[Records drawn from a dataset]

PR #2377, opened 2023-01-19
Swift: Custom codable implementation

lickel:
This does a few things:
* Remove most of the property wrappers from Proto structs
    * They are still being used under the hood for encoding/decoding
* Removes effectively all `CodingKeys` enums
    * I'm using a struct that conforms to `ExpressibleByStringLiteral` so I can use "strings"
    * The alternative would be to have additional cases like `case .camelCase`
* Always implements Encodable / Decodable methods
    * This is required because we have two valid keys for all encoding / decoding operations
    * `camelCase` is the default / preferred encoding for all key names
    * Empty / nil values are not conditionally emitted into JSON (default false)


wire-library/wire-runtime-swift/src/main/swift/CodingUserInfoKey+Wire.swift
```diff
@@ -29,16 +29,6 @@ extension JSONDecoder {
         /// - Note: For dictionaries, it is necessary to wrap it in `@ProtoMapEnumValues`
         case returnNil
     }
-
-    /// The decoding strategy to use for StringEncoded types that are themselves Decodable
-    /// Defaults to .disallowRawDecoding
-    /// - Note: ProtoMap Dictionary keys are always decoded as strings
-    public enum StringEncodedDecodingStrategy {
```
lickel, line 36: I noticed this while re-reading the proto3<->json document.
Raw numbers are supposed to be accepted

wire-library/wire-runtime-swift/src/main/swift/propertyWrappers/StringEncoded.swift
```diff
@@ -36,33 +36,14 @@ extension StringEncoded : Decodable {
...
-
-        default:
-            let stringValue = try container.decode(String.self)
+        if let stringValue = try? container.decode(String.self) {
             let value = try Self.create(optionalEncodedValue: stringValue)
             self.init(wrappedValue: value)
+            return
         }
+
+        let value = try container.decode(Value.self)
```
lickel, line 45: Since a) all types we care about are actually codable, and b) Raw decoding is expected, I figured I might as well just require `Value` to conform to Codable

wire-library/wire-runtime-swift/src/main/swift/wellknowntypes/Duration.swift
```diff
@@ -119,10 +118,38 @@ extension Duration : Proto3Codable {
 
 #if !WIRE_REMOVE_CODABLE
 extension Duration : Codable {
-    public enum CodingKeys : String, CodingKey {
+    public init(from decoder: Decoder) throws {
+        let container = try decoder.container(keyedBy: Duration.CodingKeys.self)
```
lickel, line 122: @efirestone this is incorrect. Since this is generated code, I'm not sure how you want to proceed.

Timestamp | string | "1972-01-01T10:00:20.021Z" | Uses RFC 3339, where generated output will always be Z-normalized and uses 0, 3, 6 or 9 fractional digits. Offsets other than "Z" are also accepted.
-- | -- | -- | --
Duration | string | "1.000340012s", "1s" | Generated output always contains 0, 3, 6, or 9 fractional digits, depending on required precision, followed by the suffix "s". Accepted are any fractional digits (also none) as long as they fit into nano-seconds precision and the suffix "s" is required.

wire-library/wire-runtime-swift/src/main/swift/wellknowntypes/Timestamp.swift
```diff
@@ -131,10 +130,38 @@ extension Timestamp : Proto3Codable {
 
 #if !WIRE_REMOVE_CODABLE
 extension Timestamp : Codable {
-    public enum CodingKeys : String, CodingKey {
+    public init(from decoder: Decoder) throws {
```
lickel, line 133: @efirestone this is also incorrect:

proto3 | JSON | JSON example | Notes
-- | -- | -- | --
Timestamp | string | "1972-01-01T10:00:20.021Z" | Uses RFC 3339, where generated output will always be Z-normalized and uses 0, 3, 6 or 9 fractional digits. Offsets other than "Z" are also accepted.
Duration | string | "1.000340012s", "1s" | Generated output always contains 0, 3, 6, or 9 fractional digits, depending on required precision, followed by the suffix "s". Accepted are any fractional digits (also none) as long as they fit into nano-seconds precision and the suffix "s" is required.

wire-library/wire-runtime-swift/src/main/swift/CodingUserInfoKey+Wire.swift
```diff
@@ -60,6 +50,25 @@ extension JSONEncoder {
         /// Encodes the raw Encodable value, like `"myValue": 1`
         case raw
     }
+
+    /// The encoding strategy to use for key names
```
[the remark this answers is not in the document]
lickel: FWIW it's not just JSON. This would be used in _any_ Codable implementation

wire-library/wire-tests-swift/src/main/swift/RedactedOneOf.swift
```diff
@@ -103,11 +103,9 @@ extension RedactedOneOf : Proto2Codable {
 extension RedactedOneOf : Codable {
     public init(from decoder: Decoder) throws {
         let container = try decoder.container(keyedBy: RedactedOneOf.CodingKeys.self)
-        if container.contains(.b) {
```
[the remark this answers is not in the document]
lickel: `decodeIfPresent()` is functionally equivalent to `if contains(key) { decode() }` per the documentation

wire-library/wire-runtime-swift/src/main/swift/wellknowntypes/Duration.swift
lickel: Resolved in https://github.com/square/wire/pull/2380

wire-library/wire-swift-generator/src/main/java/com/squareup/wire/swift/SwiftGenerator.kt
```diff
@@ -201,7 +213,7 @@ class SwiftGenerator private constructor(
                   storageParams += CodeBlock.of("%1N: %1N", oneOf.name)
                 }
                 addStatement(
-                  "_storage = %T(value: %T(%L))", heap, storageType,
```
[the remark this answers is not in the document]
lickel: > It's possible this is slightly slower due to the willSet overhead and additional method calls

That's incorrect. 
The compiler will convert `self.storage = Storage()` into `_storage = Heap(wrapperValue: xyz)` unless `Heap` has a plain `init()` method.
Further willSet/didSet is _never_ called in `init()`

wire-library/wire-tests-swift/src/main/swift/AllTypes.swift
```diff
@@ -1489,125 +1479,66 @@ fileprivate struct _AllTypes {
     public var req_bytes: Data
     public var req_nested_enum: AllTypes.NestedEnum
     public var req_nested_message: AllTypes.NestedMessage
-    @DefaultEmpty
```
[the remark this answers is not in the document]
lickel: I am using it for a bunch of tests with non-codegenned types, so I'd prefer to keep it to be honest.

wire-library/wire-runtime-swift/src/main/swift/CodingUserInfoKey+Wire.swift
```diff
@@ -52,61 +44,98 @@ extension JSONEncoder {
...
+    }
+
+    /// The encoding strategy to use for optional values and collections
+    /// - Note: Defaults to .skip
+    /// - SeeAlso: [Proto3 JSON Mapping](https://developers.google.com/protocol-buffers/docs/proto3#json)
+    public enum DefaultValuesEncodingStrategy {
+        // Skip "default" values
+        case skip
+        // Include "default" values
+        case include
```
lickel, line 74: > A proto3 JSON implementation may provide the following options:
> 
> Emit fields with default values: Fields with default values are omitted by default in proto3 JSON output. An implementation may provide an option to override this behavior and output fields with their default values.

That's why I used `emit` before and why I have the name that I did.
Open to suggestions @efirestone

wire-library/wire-tests-swift/src/main/swift/Person.swift
```diff
@@ -210,13 +238,50 @@ extension Person : Proto2Codable {
...
-        case id
-        case email
-        case phone
-        case aliases
+    public func encode(to encoder: Encoder) throws {
+        var container = encoder.container(keyedBy: Person.CodingKeys.self)
+
+        try container.encode(self.name, forKey: "name")
+        try container.encode(self.id, forKey: "id")
+        if encoder.protoDefaultValuesEncodingStrategy == .emit || self.email != nil {
```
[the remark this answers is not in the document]
lickel: it's actually kinda weird...

> When generating JSON-encoded output from a protocol buffer, if a protobuf field has the default value and if the field doesn't support field presence, it will be omitted from the output by default. An implementation may provide options to include fields with default values in the output.
> 
> A proto3 field that is defined with the optional keyword supports field presence. Fields that have a value set and that support field presence always include the field value in the JSON-encoded output, even if it is the default value.

I think checking `nil` is actually correct? Weirdly that means the `required` fields would should be doing additional checking?

But yeah, I can ask where to look in the channel

wire-library/wire-runtime-swift/src/main/swift/wellknowntypes/Duration.swift
```diff
@@ -119,10 +118,38 @@ extension Duration : Proto3Codable {
...
+        self.seconds = try container.decode(StringEncoded<Int64>.self, forKey: "seconds").wrappedValue
```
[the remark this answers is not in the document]
lickel: I'm honestly not sure... I'd have to play around with it. But yeah, I can take a look in a separate PR

wire-library/wire-runtime-swift/src/main/swift/CodingUserInfoKey+Wire.swift
```diff
@@ -52,61 +44,98 @@ extension JSONEncoder {
     }
 
     /// The encoding strategy to use for StringEncoded types that are themselves Encodable
-    /// Defaults to .string
+    /// - Note: Defaults to .string
     /// - Note: ProtoMap Dictionary keys are always encoded as strings
+    /// - SeeAlso: [Proto3 JSON Mapping](https://developers.google.com/protocol-buffers/docs/proto3#json)
     public enum StringEncodedEncodingStrategy {
```
efirestone, line 50: For a follow up: I'm not totally sure we need this. At least for numbers, the spec is pretty clear that the 64-bit numbers are encoded as strings, and the 32-bits are encoded as numbers. And also that both are allowable when decoding.

wire-library/wire-runtime-swift/src/main/swift/CodingUserInfoKey+Wire.swift
efirestone: Google's JVM library calls it "output" (`alwaysOutputDefaultValueFields`), which I find confusing. Some of the other Wire code uses emitter (`EmitterRules`), so I'm down with that. `include` probably makes for the nicest variable name (`includeDefaults`), so it seems good/fine too. I defer to you.

wire-library/wire-swift-generator/src/main/java/com/squareup/wire/swift/SwiftGenerator.kt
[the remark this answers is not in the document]
efirestone: Nice. Improvement all around then

wire-library/wire-tests-swift/src/main/swift/AllTypes.swift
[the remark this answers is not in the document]
efirestone: Can we move it into the tests so that it's not compiled into the main library?

efirestone (approved):

wire-library/wire-runtime-swift/src/main/swift/CodingUserInfoKey+Wire.swift
lickel: I'll look into this in my Strip-String-Encodable branch tomorrow

wire-library/wire-runtime-swift/src/main/swift/CodingUserInfoKey+Wire.swift
lickel: OK I'll leave it as is

wire-library/wire-runtime-swift/src/main/swift/CodingUserInfoKey+Wire.swift
lickel: Implemented on the Data branch: https://github.com/square/wire/pull/2379/commits/2d20ea1ee39382e81457c4baa6bd666212df84e4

REQUIREMENT:
Copy whichever lines above contain the string "camelCase".

ANSWER SECTION:
    * The alternative would be to have additional cases like `case .camelCase`
    * `camelCase` is the default / preferred encoding for all key names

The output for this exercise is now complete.